# Happy Birthday Bostaurus



## Angelpeace (Apr 21, 2009)

Bostaurus,
  Just wanted to be the first to wish you a HAPPY BIRTHDAY. Hope you have a great one, full of fun, family friends, and great bottle finds.
 Peace,
 Angelpeace


----------



## bostaurus (Apr 21, 2009)

Thank you very much.  Fifty-one today.  My daughter just told me that I reached the top of the hill last year, now I am heading down the hill.  I told her that I intend to keep climbing for as many years as the Lord gives me.
 I won a couple auctions on eBay so I have already started the day off right.  Had some emails from family back in the States and my hubby of 26 years is taking me to dinner tonight.  Life is good.


----------



## cyberdigger (Apr 21, 2009)

Guten Morgen, und herzlichen Glueckwuensch zu deinem Geburtstag! (hope ya been there long enough to understand that, and that you're "scheiss Ami" enough to let me talk to you in the informal case!) -Charlie


----------



## bostaurus (Apr 21, 2009)

thanks Charlie,  That is about all I can understand ...and menus!  We have been here almost 6 years.  I tried at the beginning but the military is such a big part of the Kaiserslautern community that most Germans here speak English, especially those 30 and younger.  I butcher the language so bad they usually just began to speak English to me!    Our landlord speaks perfect English.  All my German neighbors except one or two can speak English.
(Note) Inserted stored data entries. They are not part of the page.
PR #6749, opened 2024-12-13
CIP-0138 BuiltinArray for Plinth

Unisay:
Closes #https://github.com/IntersectMBO/plutus/issues/6731


plutus-ledger-api/test/Spec/CostModelParams.hs
```diff
@@ -28,7 +28,7 @@ tests =
     [ testCase "length" $ do
             166 @=? length v1_ParamNames
             185 @=? length v2_ParamNames
-            297 @=? length v3_ParamNames
+            303 @=? length v3_ParamNames
```
ana-pantilie, line 31: What does this number mean?

plutus-tx-plugin/test/Array/9.6/compiledIndexArray.uplc.golden
```diff
@@ -0,0 +1 @@
+(program 1.1.0 (force indexArray [I 1, I 2, I 3] 2))
```
ana-pantilie, line 1: Why do the elements inside the array have `I` constructors, while the integer argument to `indexArray` (`2`) doesn't?

ana-pantilie (approved):
This doesn't implement the builtin functions, right? It just defines them and the compiler recognizes them as builtins, but the evaluator doesn't yet know how to evaluate them. I assume that will be done in a separate commit/PR.

plutus-ledger-api/test/Spec/CostModelParams.hs
Unisay: It means that for each function added (3) there are 2 parameter names introduced to the cost model, making it 6 parameters overall.

plutus-tx-plugin/test/Array/9.6/compiledIndexArray.uplc.golden
Unisay: Idk, looks like a pretty-printing issue to me

plutus-ledger-api/src/PlutusLedgerApi/V3/ParamName.hs
```diff
@@ -97,6 +97,12 @@ data ParamName =
   | FstPair'memory'arguments
   | HeadList'cpu'arguments
   | HeadList'memory'arguments
+  | LengthArray'cpu'arguments
```
zliu41, line 100: New parameters must be appended, not inserted in the middle.

And these names don't seem accurate - e.g., `ListToArray` is linear, so there needs to be an intercept and a slope. If they aren't accurate, then I'm not sure what the point is adding them at all. @kwxm What do you think?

The lady at the local bakery insists on English so she can practice her language skills.
 Even German speakers can't understand the older folks here as they speak Pfalzisch German which is very far from High Deutsch....especially after a few beers.

 Thanks again...


----------



## Stardust (Apr 21, 2009)

may your day be filled with love and peace,
 star


----------



## bostaurus (Apr 21, 2009)

it has been..thanks Star


----------



## Angelpeace (Apr 21, 2009)

I'm glad the day is going so good for you. Everyone deserves a special birthday. I bet Germany is beautiful. My cousin and her husband, who works for the Army Corp of Engineers, were stationed over there in the early 1980's. I wanted to go visit her, but I know it costs a lot of money, espically since I knew if I was going to Europe I wanted to see as much of it as I could take in in two weeks. When I finally got a bunch of money saved for a trip, I had the option of going there or on a Carribean cruise. I opted for the cruise because I didn't have to go through the hassel of getting a passport. Even though the cruise was great and I saw many wonderful sites, I sometimes still wish that I had gone to Europe. You said you turned 51 today. I turned 52 in December. Do you have any other interests besides bottles? I love music, especially from the 1960s and early 1970s, writing, reading, and singing (my husband is a great guitar player). Before my eyesite got bad I loved to do needlework, and before I got disabled, I loved to go hiking and mountain climbing. Fell off the side of a mountain one time. That's why I'm disabled today. Again, I wish you all the best. Oh yeah, when my cousin was over there she used to tell us that driving on the Autobahn was just terrible. Is it still like driving on a racetrack? That's what she used to tell us. 
 Peace,
 Angelpeace


----------



## glass man (Apr 21, 2009)

HOPE IT HAS BEEN A GROOVEY COOL BIRTHDAY![&:] JAMIE


----------



## Jim (Apr 21, 2009)

Happy birthday, Melinda!  ~Jim


----------



## JOETHECROW (Apr 21, 2009)

Happy Birthday to you....
                                                                     Joe


----------



## whitefeather (Apr 22, 2009)

HAPPY BIRTHDAY[]

 Whitefeather


----------



## bostaurus (Apr 22, 2009)

Thank you everyone for the birthday wishes!  
 Angelpeace...Germany is beautiful and we have been blessed to be at a base in a rural area with forested rolling hills, farms and vineyards.  We will miss this place when we get back to the States but it will be so nice to be home.  The time we have spent  away from home has made us love the US more.  I will stop there before I get on my soapbox!!
 I am a home schooling mom so I don't have a lot of time for my hobbies.  One kid is in college now, one graduating this year and one next year so my time is becoming a bit more free.  That  has let me get back to my bottle collecting.  I also collect military insignia from Army Veterinary corps of all countries, antique agriculture books,try to find time for my guitar, love to garden, teach pottery classes and work in ministries at our church.
 I actually love the autobahn.  I routinely drive about 80mph...I would go faster but the mini van does not like it.  My husband's old beat up 15 year old BMW drives best at 100 mph.  They just make cars to handle those speeds here.  The autobahn is always in good shape...it is not until you get off the autobahn that the roads get rough...but then they have speed limits, strict speed limits on all other roads.  There is also the factor that the drivers follow the rules a bit more diligently than American drivers.  When driving school is manditory, lasts a few months, and the cost of a license is over $2000 (school and fees) you behave on the road.


----------